Data to process:
PR #5838, opened 2026-07-04
Report user presence on app lifecycle transitions

lhjt:
Sets the user's presence from the app lifecycle:

- Foreground active → `online` (only while the Share presence setting is on, `offline` otherwise)
- Backgrounded/inactive → `unavailable` (or `offline` when not sharing)
- The NSE and background app refresh set the process presence to `offline`, so their sync requests carry `set_presence=offline` and have no presence side effect. Currently, a push actually marks an offline user as idle, since the SDK's default is `unavailable`.

The goal for this change is to report accurate presence to homeservers to enable better push notification suppression handling. Ensuring that a device instantly exits the `online` state when suspended allows the remote homeserver to send any new push notifications without delay.

I previous authored https://github.com/matrix-org/matrix-rust-sdk/pull/6672 to support this change.

**Known limitation:** if the app is force-killed while online, the user stays online until the homeserver times the presence out. A follow-up could correct this from the NSE.

No UI changes.

### Pull Request Checklist

- [ ] Voiceover enabled.


NSE/Sources/NSEUserSession.swift
```diff
@@ -132,6 +143,18 @@ final nonisolated class NSEUserSession: NSEUserSessionProtocol {
     }
 }
 
+private nonisolated struct MatrixSDKNSEPresenceSetter: NSEPresenceSetterProtocol {
+    let client: Client
+    
+    func setOfflinePresence() async {
+        do {
+            try await client.setPresence(presence: .offline, immediate: true)
```
pixlwave: I don't think it makes sense to have this set to `immediate: true` – the NSE continues to run whilst the app is in the foreground, so this will potentially result in the user's status flipping from online to offline and back again when a notification arrives whilst the user is looking at the app?

NSE/Sources/NSEUserSession.swift
```diff
@@ -19,15 +19,19 @@ nonisolated protocol NSEUserSessionProtocol {
     func roomForIdentifier(_ roomID: String) -> Room?
 }
 
+/// Testable seam for the offline presence seed. The NSE must never let a sync mark the user online or idle,
+/// so it only ever seeds `.offline`.
+nonisolated protocol NSEPresenceSetterProtocol {
+    func setOfflinePresence() async
+}
```
pixlwave: From what I can tell this isn't tested (and as there's no logic it probably doesn't make any sense to test it anyway), so we don't really need this part.

ElementX/Sources/Application/PresenceReporter.swift
```diff
@@ -0,0 +1,93 @@
+//
+// Copyright 2025 Element Creations Ltd.
+// Copyright 2022-2025 New Vector Ltd.
```
pixlwave:
```suggestion
// Copyright 2026 Element Creations Ltd.
```

ElementX/Sources/Application/AppCoordinator.swift
```diff
@@ -1176,6 +1183,7 @@ class AppCoordinator: AppCoordinatorProtocol, AuthenticationFlowCoordinatorDeleg
     @objc
     private func applicationWillResignActive() {
         MXLog.info("Application will resign active")
+        presenceReporter?.applicationWillResignActive()
```
pixlwave: We can do this directly inside of the struct with e.g.

```
NotificationCenter.default.publisher(for: UIApplication.willResignActiveNotification)
```

And if we do that, this reporter would likely no longer need to live in the `AppCoordinator` but instead could live directly on the `ClientProxy` or in the `UserSessionFlowCoordinator`.

ElementX/Sources/Application/PresenceReporter.swift
```diff
@@ -0,0 +1,93 @@
...
+            await previousTask?.value
+            guard let self, !Task.isCancelled else {
+                return
+            }
+            _ = await clientProxy.setPresence(presence, sendImmediately: true)
+        }
+    }
+}
+
+extension PresenceReporter {
```
pixlwave: Do we need this, it's annoying to have test-specific helpers in the main app. We can use techniques like putting an `#expect` inside a mock's closure for example.

ElementX/Sources/Application/PresenceReporter.swift
```diff
@@ -0,0 +1,93 @@
...
+//
+
+import Combine
+import Foundation
+
+/// Owns the app's presence reporting. It maps the two axes that determine presence — whether the app is
+/// foreground-active and whether the user shares presence — onto a single desired `ClientProxyPresence` and
+/// pushes it to the server. Sending is deduped and serialised latest-wins so a late background update can never
+/// land after a newer foreground one.
+final class PresenceReporter {
```
pixlwave: Please could we call this `PresenceService`. That would be more consistent with how we make things like this in the rest of the app.

ElementX/Sources/Services/Client/ClientProxyProtocol.swift
```diff
@@ -283,4 +289,10 @@ protocol ClientProxyProtocol: AnyObject {
     
     func setTimelineMediaVisibility(_ value: TimelineMediaVisibility) async -> Result<Void, ClientProxyError>
     func setHideInviteAvatars(_ value: Bool) async -> Result<Void, ClientProxyError>
+    
+    // MARK: - Presence
+    
+    /// Updates the process presence that rides on every future sync request. When `sendImmediately` is `true` the SDK
+    /// also issues a direct presence update instead of waiting for the next sync request to carry the new value.
+    func setPresence(_ presence: ClientProxyPresence, sendImmediately: Bool) async -> Result<Void, ClientProxyError>
```
pixlwave: Looking at how this works SDK side, could we call this one `configurePresence` seeing as it doesn't actually set the user's presence unless you pass `sendImmediately: true`. This seems more in line with what happens, it configures the presence that will be used by the sync service the next time the sync loop happens.

pixlwave (changes requested):
Thanks @lhjt, we'd love to get this fixed. I've put some comments in line, but one there's an overarching point I haven't noted:

https://github.com/element-hq/element-x-ios/pull/5838/changes/19307fd05d73d6431e761619944a98c2485527c5 and https://github.com/element-hq/element-x-ios/pull/5838/changes/a15cfc6659a238627a61476f7da2e5b1ca101949 do not belong in this PR. It appears as though you might not have the latest Xcode installed and so you're using the Swift 6.2 compiler. Please can you fix your toolchain and drop these commits as everything compiles correctly on our side without those changes. You can always find the current version of Xcode that the project is expecting in the `ci_common.sh` script:

https://github.com/element-hq/element-x-ios/blob/a2c1ca06dd83b1f2a0a4ab67631d89b675cdd79b/ci_scripts/ci_common.sh#L42

NSE/Sources/NSEUserSession.swift
pixlwave: Which thinking about it still wouldn't be fixed by just `immediate: false`…

Shouldn't we configure the NSE to not send presence values on its sync loops, rather than explicitly marking the user as `.offline` here?

lhjt: I previously had a more in depth design for this problem, specifically setting state shared between the NSE and main app so that the NSE was aware of the main app's foreground/background state. I can reintroduce that here?

> Shouldn't we configure the NSE to not send presence values on its sync loops, rather than explicitly marking the user as .offline here?

From my understanding, the spec states that omitting the presence value on a sync should be interpreted as being online by default, which is not what we want here (though please do correct me if I incorrect)

lhjt:
Thanks for the detailed review @pixlwave, and apologies for the delay in updating this PR.

I have gone ahead and updated the PR accordingly, so all concerns should be addressed (except for the rebase to remove the toolchain changes)

ElementX/Sources/Application/Settings/AppSettings.swift
```diff
@@ -19,12 +19,13 @@ import SwiftUI
...
     var selectedNotificationTone: NotificationTone? { get set }
-    
+    var sharePresence: Bool { get }
+
     var logLevel: LogLevel { get }
     var traceLogPacks: Set<TraceLogPack> { get }
     var bugReportRageshakeURL: RemotePreference<RageshakeConfiguration> { get }
     var contentScannerURL: RemotePreference<URL?> { get }
-    
+
```
pixlwave: Please make sure to run SwiftFormat to avoid random changes in the diffs like this.

ElementX/Sources/Application/AppCoordinator.swift
pixlwave, line 1: Please don't remove code that isn't related to your changes.

pixlwave (changes requested):
> (except for the rebase to remove the toolchain changes)

It's fine, go ahead and drop those commits as requested please. We don't have the time to review unrelated code changes I'm afraid.

NSE/Sources/NSEUserSession.swift
lhjt: Updated to set `immediate: false` and `offline`. Synapse just ignores the presence setting if set to offline, so my understanding is that it should not override the main app's presence setting, and will not set the user to online at any point in time (when operating in the background).

pixlwave:
By the way this hasn’t been forgotten about, looks great from a code perspective. I just haven’t had a chance to test it out yet.

pixlwave:
Thanks I gave this ago and it works well!

https://github.com/user-attachments/assets/508255c0-e60a-4bcd-8189-8eadfab6dfc4

(Sometimes it is a little slower than others for the server/other client to see the change but thats by no way slow enough to impact the experience imo).

pixlwave:
@lhjt Would you be interested in opening a similar PR on [element-x-android](https://github.com/element-hq/element-x-android) too so that we have parity between the 2 platforms?

lhjt:
> Thanks I gave this ago and it works well!
> 
>  Screen.Recording.2026-07-20.at.2.45.45.pm.mov 
> (Sometimes it is a little slower than others for the server/other client to see the change but thats by no way slow enough to impact the experience imo).

Thanks for testing this out @pixlwave 🙂

As for the delays in the video, I believe it can be explained if you are using synapse:

- The presence transitions in the video are almost perfectly spaced at ~10s between each transition.
- Synapse defaults `rc_presence.per_user` to 0.1 updates/second with a burst of one: one accepted update every 10 seconds. 
- This explicitly applies to the presence PUT endpoint used by this PR: [Synapse configuration](https://element-hq.github.io/synapse/latest/usage/configuration/config_documentation.html#rc_presence)

> @lhjt Would you be interested in opening a similar PR on [element-x-android](https://github.com/element-hq/element-x-android) too so that we have parity between the 2 platforms?

I would be open to bringing this to Android too. I haven’t explored the Android codebase yet, though, and I’d prefer to get the iOS implementation merged first since that’s the platform I use day to day. 

Once this is merged, I can take a look at what Android parity would involve 🙂

pixlwave (approved):

pixlwave:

Problem to work on: The reply should be nothing but the number of lines in the entries that include "those".

Result below: 2